The new space has a study hall (the computers were bought through a grant from the UNH Parents Association), two private study rooms, a lounge for socializing (outfitted with sofas and recliners donated by Bob’s Discount Furniture and a TV given by a previous staff member) and a game room. There is also a spacious conference room for such things as student presentations, seminars and the occasional potluck. (The Student Armed Forces Association bought the table; the chairs came from the center’s budget.)

“It’s been a long four years from when we got our first space to here, but we are so happy with how far we’ve come, and we are appreciative of how UNH supports our folks,” says Gilbert, director of Military and Veteran Services. “We just want people to know we’re here and ready to help.”

That help includes assisting new students in obtaining their educational benefits and making sure they have the best service-connected disability rating possible. The center also connects students with tutors, career planning services, professional networking opportunities and the Student Armed Forces Association. Orientation programs specific to service members are held fall and spring.  And Green Zone training is offered to faculty and staff to help increase their awareness regarding the issues and concerns student-veterans may face, and the ways the UNH community can support them

“We’ve provided Green Zone training to about 200 faculty so far,” Gilbert says. “It gives them an awareness of what it is like coming from active duty and what veterans might need. We also advocate for students with their professors when it comes to being out of class for National Guard drills, for example, or other situations.

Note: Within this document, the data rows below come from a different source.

PR #508, opened 2019-11-01
NavigationBar Blur Adjustments

jleandroperez:
### Fix
In this PR we're adjusting the NavigationBar Blur Effect so that it's inactive until the underlying ScrollView is scrolled.

We're only applying this over to:

- Notes List
- Note Editor

@aerych Me again!!! promise this one is fun!!!
Thanks in advance!!!

### Test
1. Log into your account
2. Verify the Notes List's navigation bar's background color matches with the notes list BG
3. Scroll upwards
4. Verify the Blur gradually fades in, as you scroll
5. Press over any note
6. Verify the navigation bar's background color matches the editor
7. Scroll upwards
8. Verify the blur slooowly fades in!

### Release

---

### Demo!

RPReplay_Final1573174324
RPReplay_Final1573174493


Simplenote/Classes/SPBlurEffectView.swift
```diff
@@ -0,0 +1,111 @@
...
+        super.init(effect: UIBlurEffect.simplenoteBlurEffect)
+        setupTintView()
+        startListeningToNotifications()
+    }
+
+    required init?(coder: NSCoder) {
+        super.init(effect: UIBlurEffect.simplenoteBlurEffect)
+        setupTintView()
+        startListeningToNotifications()
+    }
```
aerych: A little nitpicky of me, but maybe factor out the setup and notification calls into a common method each init can call?

Simplenote/Classes/SPMarkdownPreviewViewController.m
```diff
@@ -15,13 +15,19 @@
...
 @end
 
 @implementation SPMarkdownPreviewViewController
 
+- (void)dealloc
+{
+    self.webView.scrollView.delegate = nil;
+    self.webView.navigationDelegate = nil;
+}
+
```
aerych: These are already weak references. Maybe we don't need to set them to nil in dealloc?

Simplenote/Classes/SPBlurEffectView.swift
dmsnell: @aerych can you help me understand if you are recommending this instead of…

```swift
init() {
	…
}

required init?(code: NSCode) {
	init();
}
```

also, is what I'm asking even possible?

Simplenote/Classes/SPBlurEffectView.swift
```diff
@@ -0,0 +1,111 @@
...
+        return output
+    }()
+
+    /// Closure that's expected to return the TintColor we want. Runs on `iOS <13` everytime the active Theme is updated.
+    ///
+    var tintColorClosure: (() -> UIColor)? {
+        didSet {
+            refreshTintColor()
+        }
+    }
```
dmsnell: `Closure` is already encapsulated in the type here - the name is redundant.

Screen Shot 2019-11-08 at 3 39 39 PM

Is it our practice to do this or would it be normal to also choose to name this `tintColor` or `getTintColor`?

Simplenote/Classes/SPBlurEffectView.swift
```diff
@@ -0,0 +1,111 @@
...
+
+    /// Returns a BlurEffectView meant to be used as a NavigationBar Background
+    ///
+    @objc
+    static func navigationBarBlurView() -> SPBlurEffectView {
+        let effectView = SPBlurEffectView()
+        effectView.isUserInteractionEnabled = false
+        effectView.tintColorClosure = {
+            return .simplenoteNavigationBarBackgroundColor
+        }
```
dmsnell: updating a remote property seems normal, but this is replacing a remote method.

is this suspicious?

Simplenote/Classes/SPBlurEffectView.swift
aerych: As currently written, `init` and `init(coder:)` both call `setupTintView` and `startListeningToNotifications`. Basically, the work is identical apart from the call to `super`. Its a trivial amount of duplication, so not really anything to fuss over, but if we wanted to be a smidge nicer we could have a single method to do the common work that each init method could call.  Something like...

```
init() {
    super.init(effect: UIBlurEffect.simplenoteBlurEffect)
    performInitialSetup()
}

required init?(coder: NSCoder) {
    super.init(effect: UIBlurEffect.simplenoteBlurEffect)
    performInitialSetup()
}

func performInitialSetup() {
    setupTintView()
    startListeningToNotifications()
}
```

Alternatively, and maybe nicer still, but I'm skeptical if it would compile...

```
init() {
    init(effect: UIBlurEffect.simplenoteBlurEffect)
}

required init?(coder: NSCoder) {
    init(effect: UIBlurEffect.simplenoteBlurEffect)
}

override init(effect: UIBlurEffect) {
    super.init(effect: effect)
    setupTintView()
    startListeningToNotifications()
}
```

dmsnell: yeah I was asking more about leaving `init()` the same as it is and calling `init()` from `init(coder: NSCoder)` instead of creating a third method that both call

why go through the extra work? is it necessary because of Framework? or Swift?

Simplenote/Classes/SPBlurEffectView.swift
jleandroperez: Thing is: the property contains a `closure` that gives you a `tintColor`. It's not a `tintColor` directly, so I wanted to be extra clear with the name!

Simplenote/Classes/SPBlurEffectView.swift
jleandroperez: Not suspicios at all, just providing an anonymous function that will return the `bg color`. Reason why we do this is: iOS <13 don't have native support for dark mode, and we **will need to run** such closure, when the theme changes.

Simplenote/Classes/SPMarkdownPreviewViewController.m
jleandroperez: You're right!! thank you!

Simplenote/Classes/SPBlurEffectView.swift
jleandroperez: Actually it did compile! Just had to add the `convenience` keyword.

```
    convenience init() {
        self.init(effect: .simplenoteBlurEffect)
    }

    convenience required init?(coder: NSCoder) {
        self.init(effect: .simplenoteBlurEffect)
    }

    init(effect: UIBlurEffect) {
        super.init(effect: effect)
        setupTintView()
        startListeningToNotifications()
    }
```

Thank you @aerych!!!

jleandroperez: @dmsnell oh forgot to answer! `init(coder:` sometimes is required by the superclass, and enforced by the compiler. Not adding it just throws a build error!

jleandroperez:
Thank you all!!

Simplenote/Classes/SPBlurEffectView.swift
aerych: TIL you can mark a `required` initializer as `convenience`.  That makes zero sense to me but 🤷‍♂

jleandroperez: I didn't know it either... but the compiler is happy about it (wooo!!)

Simplenote/Classes/SPBlurEffectView.swift
dmsnell: Screen Shot 2019-11-11 at 10 58 46 AM

just curious

jleandroperez: in that case, you'd need to do this:

```
tintView.backgroundColor = tintColorClosure?()
```

(Since it's a pointer to an anonymous function "closure"), assigning it plainly to a property that expects a UIColor is expected to break.

jleandroperez: That assignment reads as:

```
1. If there's a closure set in this property (that's the ? part)
2. Then execute (that's the () part)
3. Otherwise, nil is assigned
```

dmsnell: right, I just meant that the IDE already makes it obvious if I use a closure under the assumption that it's a property. it won't compile, but before I even try it tells m "you doofus, you can't do that"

“We want people to know we’re here,” Willis adds. “In my classes, I’ve talked with professors who didn’t know we existed. We’d love to get more requests for help.”

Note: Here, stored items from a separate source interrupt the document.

PR #1088, opened 2021-01-14
Prevent bypassing login screen

### LINKED ISSUE #1035: Bypassing login / signup screen
Opening the app using `simplenote://new` deep link bypasses onboarding (login / signup) and takes you directly to the app.

### Expected
Deep link is ignored and onboarding is still on screen.

### Observed
Onboarding is dismissed.

### Reproduced
1. Open the app
2. Type `simplenote://new` in Safari

eshurakov:
### Fix
This PR adds a check if user is authenticated before processing incoming URLs, shortcuts and activities.

Closes #1035 

### Test
1. Logout or fresh install
2. Put the app in the background

- [x] Check that typing `simplenote://new` in Safari doesn't dismiss login screen
- [x] Check that log in with Wordpress works

### Review

### Release

### DIFF
--- a/Simplenote/SPAppDelegate.m
+++ b/Simplenote/SPAppDelegate.m
@@ -618,6 +618,21 @@
 
 - (BOOL)application:(UIApplication *)app openURL:(NSURL *)url options:(NSDictionary<UIApplicationOpenURLOptionsKey,id> *)options
 {
+    if (!self.simperium.user.authenticated) {
+        if ([WPAuthHandler isWPAuthenticationUrl: url]) {
+            SPUser *newUser = [WPAuthHandler authorizeSimplenoteUserFromUrl:url forAppId:[SPCredentials simperiumAppID]];
+            if (newUser != nil) {
+                self.simperium.user = newUser;
+                [self.navigationController dismissViewControllerAnimated:YES completion:nil];
+                [self.simperium authenticationDidSucceedForUsername:newUser.email token:newUser.authToken];
+
+                [SPTracker trackWPCCLoginSucceeded];
+            }
+        }
+
+        return YES;
+    }
+
     // URL: Open a Note!
     if ([self handleOpenNoteWithUrl:url]) {
         return YES;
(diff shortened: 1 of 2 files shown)


Simplenote/SPAppDelegate.m
```diff
@@ -618,6 +618,21 @@ - (void)indexSpotlightItems
...
+                self.simperium.user = newUser;
+                [self.navigationController dismissViewControllerAnimated:YES completion:nil];
+                [self.simperium authenticationDidSucceedForUsername:newUser.email token:newUser.authToken];
+
+                [SPTracker trackWPCCLoginSucceeded];
+            }
+        }
+
+        return YES;
+    }
```
jleandroperez, line 624: REALLY Nipticky!! Maybe avoid the nested `if(s)` (by moving the first block to another method?)

```
    if (!self.simperium.user.authenticated) {
         [self performDotcomAuthenticationWithURL:url];
         return YES;
     }
```

(or so?)

Simplenote/SPAppDelegate.m
```diff
@@ -653,22 +668,6 @@ - (BOOL)application:(UIApplication *)app openURL:(NSURL *)url options:(NSDiction
         [_simperium save];
         
         [self presentNote:newNote];
-    } else if ([WPAuthHandler isWPAuthenticationUrl: url]) {
-        if (self.simperium.user.authenticated) {
-            // We're already signed in
-            [[NSNotificationCenter defaultCenter] postNotificationName:kSignInErrorNotificationName
```
jleandroperez, line 659: Just making 100% sure we want this one gone?

jleandroperez (approved):
Nipticky comments in, feel free to disregard!!
Works exactly as advertised 🔥 

:shipit:

Simplenote/SPAppDelegate.m
eshurakov: It seems to be a very edge case to me, to try to log in with WP when you already logged in 🤔 
The only thing this code was doing before is triggering a notification that would show an alert, so I think it can safely go away. 
WDYT? :-)

Simplenote/SPAppDelegate.m
eshurakov: I have extracted it to a separate method (https://github.com/Automattic/simplenote-ios/pull/1088/commits/404f7df92e762a19d269d501d1c2ad64e2b029ef), looks better! Thank you for the suggestion 👍

jleandroperez (approved):
Thank you for doing those changes!! looks super!!

:shipit:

And then there is UNH Salutes the Troops, a weeklong event that kicks off this year on Nov. 10 with a UNH hockey game, where the servicemen and women will be honored, followed by a series of daily events including free chair massages, a pancake breakfast, 100 free lunches at Holloway Common and a day of free parking in the visitors lot.

Gilbert says she is impressed with how well she and Willis and Watson have meshed, given they have only been working together for a year. But their common goal has made it easy.

“We’re pretty well connected,” Gilbert says. “We’re not advisors, we’re not financial aid experts. But we can make the contacts for our students. We can guide them on things like changing their major, on getting their benefits processed. Whatever we can do to make things go more smoothly — we all do as much as we can.”